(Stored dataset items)
PR #11076, opened 2019-06-11
Don't strip amr and auth_time in OIDC by default

### LINKED ISSUE #10494: Remove AMR and auth_time from the OIDC filter list
https://github.com/aspnet/AspNetCore/blob/2948c81aea2e5a947dc80fe4a62fa7150a9c6f94/src/Security/Authentication/OpenIdConnect/src/OpenIdConnectOptions.cs#L51-L58

These are used to gauge the strength and freshness of the login.

They are also not large values so they don't contribute significantly to the cookie size.

@brockallen

HaoK:
Fixes https://github.com/aspnet/AspNetCore/issues/10494


analogrelay (approved):
Such code. Very change. Many remove. :)

Tratcher (approved):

--- WHAT YOU HAVE TO DO ---
Set down the lines above exactly as written. Begin at the line containing "They are also" and stop after the last line.

--- FINISHED EXERCISE ---
They are also not large values so they don't contribute significantly to the cookie size.

@brockallen

HaoK:
Fixes https://github.com/aspnet/AspNetCore/issues/10494


analogrelay (approved):
Such code. Very change. Many remove. :)

Tratcher (approved):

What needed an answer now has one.